Page 54 of Meridon


  ‘I don’t think you would either of you enjoy the country at this time of year. At any time it is dreary enough, but in February I should think you would both go mad with melancholy cooped up at Havering.’ She paused. I waited but Perry said nothing.

  ‘Besides,’ she said. ‘Many of the Havering staff are here, there is no butler nor chef in Sussex. You had better wait until the Season ends in the spring, Sarah.’

  ‘We were planning to go to Wideacre,’ I said. ‘It does not matter that your staff are here, Lady Clara. Perry and I are going to stay at Wideacre.’

  ‘Better not,’ she said smoothly. ‘There has been gossip enough, I should like you to be seen around town, Sarah. I don’t want you down in the country, it looks too much as if we had something to hide.’

  I looked back at her. Her blue eyes were limpid, the candles before her made her face glow with colour. She was sitting at the head of the dining-room table, Perry at the foot. I was placed in the middle, insignificant.

  Perry cleared his throat. ‘Sarah did want to go, Mama,’ he said. ‘She has not been well, she needs to rest in the country.’

  His mother flicked him a look which was openly contemptuous. ‘I have said that is not possible,’ she said.

  I could feel my temper building inside me but I was not a young lady to shriek or have the vapours, or throw down my napkin and run out of the room. I took a sip of water and looked at Lady Clara over my glass.
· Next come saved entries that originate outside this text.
PR #520, opened 2024-01-12
Solution

msymonovych:


app/main.py
```diff
@@ -1 +1,18 @@
-# write your code here
+import os
+
+
+def move_file(command: str) -> None:
+    if len(command.split()) != 3:
+        return
+    operation, source_file, new_file = command.split()
```
NEkropo1, line 7: you splitting command twice, better make variable

app/main.py
```diff
@@ -1 +1,18 @@
...
+    if operation != "mv":
+        return
```
NEkropo1, line 9: also try to refactor function to make no returns, for example, here you can check `if opertaion == "mv"`

app/main.py
```diff
@@ -1 +1,18 @@
...
+    dirs = os.path.dirname(new_file)
+    if dirs:
+        os.makedirs(dirs, exist_ok=True)
+
+    with open(source_file, "r") as source:
+        with open(new_file, "w") as target:
+            target.writelines(source.read())
+
+    os.remove(source_file)
```
NEkropo1, line 18: this is ok, but you can use more pythonic way (import replace, for example)

NEkropo1 (approved):
Good job!

PR #524, opened 2024-01-15
Solution

Zonda001:


app/main.py
```diff
@@ -1 +1,20 @@
-# write your code here
+import os
+import shutil
+
+
+def move_file(command: str) -> None:
+    parts = command.split()
+    if not parts or parts[0] != "mv" or len(parts) != 3:
+        return
```
vsmutok, line 8: it is better to raise some exception so that it is clear to the user if something goes wrong

app/main.py
```diff
@@ -1 +1,20 @@
...
+    _, source_file, destination = parts
+    if source_file == destination:
+        return
```
vsmutok, line 11: it is better to raise some exception so that it is clear to the user if something goes wrong

vsmutok (changes requested):

vasylhnatiuk (approved):

PR #525, opened 2024-01-16
Solution

Vasavik-ua:


app/main.py
```diff
@@ -1 +1,15 @@
...
+def move_file(command: str) -> None:
+    parts = command.split()
+    if len(parts) == 3 and parts[0] == "mv":
+        if parts[1] == parts[2]:
+            return
+        directory, _ = os.path.split(parts[2])
+        if len(directory) != 0:
+            os.makedirs(directory, exist_ok=True)
+        with (open(parts[1], "r") as file_in,
+              open(parts[2], "w") as file_out):
```
vsmutok, line 13: it's better to unpack values into the variables, like: var, var, var = parts. Then use these variables instead of indexes, it will increase readability

vsmutok (changes requested):

app/main.py
```diff
@@ -1 +1,16 @@
-# write your code here
+import os
+
+
+def move_file(command: str) -> None:
+    if len(command.split()) == 3:
+        command, file_name, path = command.split()
```
vsmutok, line 6: DRY - do not use `command.split()` twice

app/main.py
```diff
@@ -1 +1,16 @@
...
+        if file_name == path:
+            return
```
vsmutok, line 8: it is better to raise some exception so that it is clear to the user if something goes wrong

vsmutok (changes requested):

app/main.py
Vasavik-ua: what is mean DRY??

app/main.py
vsmutok: do it

app/main.py
```diff
@@ -1 +1,18 @@
-# write your code here
+import os
+
+
+def move_file(command: str) -> None:
+    try:
+        command, file_name, path = command.split()
+        if file_name == path:
+            return
```
vsmutok, line 8:
```suggestion
    parts = command.split()
    if len(parts) != 3:
        raise raise Exception(....) 
```

vsmutok (changes requested):

PR #531, opened 2024-01-19
Implement move-file task

Dmytry-S:


app/main.py
```diff
@@ -1 +1,15 @@
-# write your code here
+import os
+
+
+def move_file(command: str) -> None:
+    com_d = command.split()
```
NazarSheremet, line 5: It's better to assign each part of the command to separate variables, making them easier to understand when used.
```suggestion
    command, source_path, destination_path = command.split()
```

app/main.py
```diff
@@ -1 +1,15 @@
...
+    if com_d[0] != "mv":
+        return None
+    n_dir = com_d[2].split("/")
```
NazarSheremet, line 8: Better to use `os.path.split()`
```suggestion
    directory, filename = os.path.split(com_d[2])
```

app/main.py
```diff
@@ -1 +1,15 @@
...
+    if len(n_dir) == 1:
+        os.rename(com_d[1], com_d[2])
+    else:
+        dir_path = "/".join(n_dir[:-1]) + "/"
+        dir_path = os.path.join(dir_path, os.path.basename(n_dir[-1]))
```
NazarSheremet, line 13: If you implement my previous suggestions this code will not be needed

NazarSheremet (changes requested):
Nice

Dmytry-S:
Changed, have a look.

NazarSheremet (approved):
Good Job!

PR #533, opened 2024-01-20
Solution

IvanGuculyak:


app/main.py
```diff
@@ -1 +1,26 @@
-# write your code here
+import os
+
+
+def move_file(command: str) -> None:
+    if len(command.split()) != 3:
+        return
```
vsmutok, line 6: it is better to raise informative error so that it is clear to the user if something goes wrong

app/main.py
```diff
@@ -1 +1,26 @@
...
+
+    operation, file1, path_and_file2 = command.split()
+    path = ""
+
+    if "/" in path_and_file2:
+        path = "/".join(path_and_file2.split("/")[:-1]) + "/"
+        file_name = path + path_and_file2.split("/")[-1]
+    else:
+        file_name = path_and_file2
```
vsmutok, line 15: use "os.path.dirname" instead

vsmutok (changes requested):

app/main.py
```diff
@@ -1 +1,26 @@
...
+    path = ""
+
+    if "/" in path_and_file2:
+        path = os.path.dirname(path_and_file2)
+        file_name = path + "/" + path_and_file2.split("/")[-1]
+    else:
+        file_name = path_and_file2
+
+    if len(path) != 0:
+        os.makedirs(path, exist_ok=True)
```
vsmutok, line 18:
```suggestion
    path = os.path.dirname(new_path)
    if path:
        os.makedirs(path, exist_ok=True)
```

vsmutok (changes requested):

app/main.py
```diff
@@ -1 +1,23 @@
...
+    if path:
+        os.makedirs(path, exist_ok=True)
+        file_name = path + "/" + path_and_file2.split("/")[-1]
+    else:
+        file_name = path_and_file2
+
+    with (
+        open(file1, "r") as source,
+        open(file_name, "w") as new_file
+    ):
```
vsmutok, line 20:
```suggestion
      path = os.path.dirname(new_path)
      if path:
          os.makedirs(path, exist_ok=True)

    with (
        open(file1, "r") as source,
        open(path_and_file2, "w") as new_file
    ):
```

vsmutok: also `file1 ` not clear name

vsmutok: Make sure you check that the mv input command is correct.

vsmutok (changes requested):

vsmutok (approved):
Good Job!

PR #536, opened 2024-01-24
Solution

Disash:


app/main.py
```diff
@@ -1 +1,20 @@
...
+from os import makedirs, path, remove, replace
+
+
+class ErrorCommand(Exception):
+    pass
+
+
+def move_file(command: str) -> None:
+    if len(command.split()) == 3:
+        mv, source_file, destination_file = command.split()
```
EdAlekseiev, line 10: Don't use `command.split()` twice. Create a separate variable for storing result of `command.split()` and use it where you need.

EdAlekseiev (changes requested):

EdAlekseiev (approved):
Good job

PR #537, opened 2024-01-24
'Solution'

OLENA-KALITSINSKA:


app/main.py
```diff
@@ -1 +1,21 @@
-# write your code here
+import os
+
+
+def move_file(command: str) -> None:
+    split_command = command.split()
+    source_path = split_command[1]
+    destination_path = split_command[2]
+    if (len(split_command) == 3
```
pavlejviki, line 8: You should check the length before indexing, to make sure the index exists

app/main.py
```diff
@@ -1 +1,21 @@
-# write your code here
+import os
+
+
+def move_file(command: str) -> None:
+    split_command = command.split()
+    source_path = split_command[1]
+    destination_path = split_command[2]
```
pavlejviki, line 7: use unpacking better

pavlejviki (changes requested):

PR #538, opened 2024-01-24
'Solution'

JohnnyWalker010:


barabarinov (approved):
GJ!

app/main.py
```diff
@@ -1 +1,17 @@
-# write your code here
+import os
+
+
+def move_file(command: str) -> None:
+    operation, source_file, new_file = command.split()
+
```
NEkropo1, line 6: what if operation is wrong?

NEkropo1 (changes requested):

NEkropo1 (approved):
Good job!

PR #783, opened 2026-09-22
fix: confine json+binref buffer references to output_path

dionhaefner:
#### Relevant issue or PR

_None._

#### Description of changes

When a client decodes a `json+binref` response, the buffer reference (`<path>:<offset>`) comes from the server. For a client connected to a remote Tesseract, that response is untrusted. Before this change, `_decode_array` resolved the reference straight against `output_path` with no containment check, so a malicious server could return an absolute path or a `..` traversal and make the client read — or, on the lazy mmap path, unlink — arbitrary files outside `output_path`.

  ‘We’ve lost our manager on Wideacre,’ I said. ‘I need to be down there to meet the new man. I don’t want to be away so long. There will be talk down there too about this marriage. I’d like to go down. I had planned to go down within a couple of weeks.’
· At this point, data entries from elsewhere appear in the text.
Issue #173, opened 2023-10-02
New "component" for origin health metrics -- federation integration


bbockelm:
Currently, if advertising to the director fails, then the "health API" still returns all green.

Let's add a new component to the health API, "federation", that indicates whether or not the origin is successfully advertised to the director.  If the periodic advertising fails, then we label this component as critical.

haoming29:
Closed with #217 merged

PR #217, opened 2023-10-11
Federation component health status

haoming29:
In #173, we want to monitor the advertising to federation status for origin. I added the "federation" component to the health status monitoring and mark it as "critical" if there's an error advertising to the federation, or "ok" otherwise.

I can confirm from visually testing the added metric with the origin UI running and that the federation status is returned by the `/health` api.

This PR did not come with a unit test as it requires us to mock "PeriodicAdvertiseOrigin" function but I can't do it without refactoring code and structure of `advertise.go` in origin_ui package, by adding interface and struct in that file, which will also cause refactors of code who imports those functions. Enable mocking functions in `advertise.go` can be a separate issue if we do want to improve test coverage for `origin_serve.go`.

### DIFF
--- a/origin_ui/advertise.go
+++ b/origin_ui/advertise.go
@@ -29,6 +29,7 @@ import (
 	"github.com/pelicanplatform/pelican/client"
 	"github.com/pelicanplatform/pelican/config"
 	"github.com/pelicanplatform/pelican/director"
+	"github.com/pelicanplatform/pelican/metrics"
 	"github.com/pelicanplatform/pelican/param"
 	"github.com/pkg/errors"
 	log "github.com/sirupsen/logrus"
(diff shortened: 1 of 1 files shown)


bbockelm (changes requested):
NACK - doesn't work.

The `PeriodicAdvertiseOrigin` implementation launches a go routine; the return is whether launching the go routine failed (basically, it can never fail).

Inside the separate go routine is the real advertise and we're not capturing the result of that.

origin_ui/advertise.go
```diff
@@ -44,12 +45,27 @@ func PeriodicAdvertiseOrigin() error {
 		err := AdvertiseOrigin()
 		if err != nil {
 			log.Warningln("Origin advertise failed:", err)
+			if err = metrics.SetComponentHealthStatus("federation", "critical", "Error advertising origin to federation"); err != nil {
+				log.Warningln("Failed to update internal component health status:", err)
+			}
+		} else {
```
bbockelm, line 51: Here (and below), combine this into a single "else if".

bbockelm (changes requested):
One more small change I spotted.

Also, since it's a pretty small change with a few commits, let's squash and rebase before final approval.

bbockelm (approved):
Revisions LGTM.

Issue #226, opened 2023-10-13
Allow initialization on minimal environment


bbockelm:
v7.1.0 cannot be run as a `stash_plugin` because the config system errors out at `os.UserHomeDir()` when `$HOME` isn't set:

```
$ HOME= ~/stash_plugin -d -infile $PWD/stash_plugin.in -outfile /tmp/stash_plugin.out
Error: $HOME is not defined
```

Since this occurs in the `init()` function, the binary exits before the output file can be created (and has no place to put an error).

There's another error that occurs if `HOME` is defined but not a writable directory (a reasonably common situation). See:

```
$ HOME=/dev/null ~/stash_plugin -d -infile $PWD/stash_plugin.in -outfile /tmp/stash_plugin.out
Error: Failure when creating a directory for the monitoring data: mkdir /dev/null: not a directory
```

This is because `InitServer()` is called in the `init()` function in `origin_serve.go` (meaning that `InitServer` is _always_ called, regardless of what's done by the binary).  Rather, InitServer should probably be in a `PersistentPreRunE` function for the server-related objects initialized by cobra.

jhiemstrawisc:
@joereuss12 Can you confirm that the fixes we merged cover these failure cases in HTCondor?

joereuss12:
Yes, I tested it over on submit1 and it now works as `stash_plugin` without any issues and functioned how it should

jhiemstrawisc:
Closing as fixed by PR #230

PR #230, opened 2023-10-13
Update Pelican to not require a set $HOME in some configurations

jhiemstrawisc:
In some remote environments like HTCondor, we can't always assume that the user has a configured $HOME directory. Previously, this was enforced in both the root command and in the `main` package's chain of `init()` functions, preventing stash_plugin from running in HTCondor even though no $HOME directory is needed in that case.

This makes an unset $HOME a non-fatal warning at the root command level, and moves `InitServer()` into a pre-run for each cobra command that is actually responsible for starting a server. In the cases of servers, we do still require $HOME.

Closes issue #226

### DIFF
--- a/cmd/director.go
+++ b/cmd/director.go
@@ -19,6 +19,7 @@
 package main
 
 import (
+	"github.com/pelicanplatform/pelican/config"
 	"github.com/spf13/cobra"
 	"github.com/spf13/viper"
 )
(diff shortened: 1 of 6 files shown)


joereuss12 (approved):
LGTM, tested on Submit1 and works with HTCondor as it should!

PR #233, opened 2023-10-13
Remove the collector from federation discovery

jhiemstrawisc:
We haven't used an HTCondor collector for some time now. Let's finish removing it.


bbockelm (approved):
LGTM.

PR #237, opened 2023-10-13
Fix executable alias not working on Windows

Techming:
This PR closes #124 where it supports `.exe` extension from windows and different uppercase/lowercase for the executable name and is able to distinguish between different executable alias.


matyasselmeci (approved):
LGTM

  The footmen started to remove the plates, the butler brought a plate with slices of beef in a red wine sauce to the table and served Lady Clara, then me, then Peregrine. There were artichokes and potatoes, carrots and small green sprouts. Perry fell to and ate as if he was trying to deafen himself to any appeal I might make to him. But I was not such a fool as to think that Perry could help me.

  ‘It’s not possible, Sarah,’ Lady Clara said pleasantly enough. ‘I am sorry to disappoint you, but I need you both in London.’

  ‘I am sorry,’ I said mirroring her regret. ‘But I do not want to stay in London.’

  Lady Clara glanced at the footmen and at the butler. They stood against the wall as if they were deaf and blind. ‘Not now,’ she said.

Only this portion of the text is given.